Have your mentor ensure that the above steps loaded the protein correctly.
First, we determine if the system has a net charge, and how many ions we’ll need to counterbalance it. In tleap type:

charge pdb

This command will tell you the net charge of the system. To simulate being in the cytoplasm, we will add some ions (cells are kinda salty). These atoms will be Na+ and Cl-. Add around 40 ions to neutralize your system. For example, if your system has a net charge of -7, add 23 Na+ ions and 16 Cl- ions.
```
solvateBox pdb TIP4PEWBOX 10    ! solvate with 10 A buffer
addions2 pdb Na+ ##     ! How many positive charges should you add?
addions2 pdb Cl- ##     ! How many negative charges should you add?
```
Check your ion math by making sure the resulting charge is 0. Again, type in tleap charge pdb. If it’s 0, or very close, then continue on.

Save the solvated and parameterized system by executing the following.

saveamberparm pdb ${BCCID}.prmtop ${BCCID}.inpcrd
savepdb pdb ${BCCID}_formd.pdb
quit

Running Molecular Dynamics

We are now ready to run the MD simulation. The Amaro group has developed a set of default simulation parameters which we will be using. These can be found in the folder with your protein.

Locate the files ${BCCID}.inpcrd and ${BCCID}.prmtop which were previously generated by tleap and copy them into each md directory. Make sure you are working in a subdirectory of /scratch/your username/. We are now ready to run molecular dynamics.

In the MD directory, you will see many amber input scripts with the .in extension. Steps S01-S05 carry out a series of restrained minimizations that allow the protein structure to relax, starting with the lightest atoms and slowly adding more. S06-S07 are heating steps, where the temperature of the system is slowly increased until it reaches physiological temperature. Finally, S08 and S09 are a final equilibration stage where the restraints on the protein are slowly removed. By performing this stepwise relaxation and equilibration, and restraining the protein, we can bring the system up to temperature without accidentally denaturing the protein.
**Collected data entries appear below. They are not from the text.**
PR #1259, opened 2017-07-08
Fixed #1257 - 2.0 Query -  Projection, Functions, GroupBy, Having, and API updates

### LINKED ISSUE #1257: 2.0 Query -  Projection (SelectResult), Aggregate function, GroupBy, Having and Limit
- [x] Projection (ResultSet)
- [x] Aggregate functions
  - [x] avg
  - [x] count
  - [x] min
  - [x] max
  - [x] sum
- [x] GroupBy
- [x] Having
- [ ] ~~Limit~~

API updates for followings
- [x] Join
- [x] OrderBy
- [x] GroupBy

hideki:
Query:
- Projection (SelectResult)
- Aggregate Functions
- GroupBy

S10 is the production step. Now that we have a stable system, we can run a long MD simulation where we will generate data for later analysis. We have included a convenience script which will execute pmemd.MPI or pmemd.cuda for each step as appropriate.

./runme.sh

You can watch the progress of the calculations by executing this command which will write out the contents of the mdinfo file every 2 seconds.

watch -n 2 cat mdinfo

Use Ctrl-C to exit out of watch when you are done.

Warning: “CUDA” is the interface to running calculations on graphics cards. Since your machine only contains one high-performance graphics card, you will only be able to run one simulation at a time.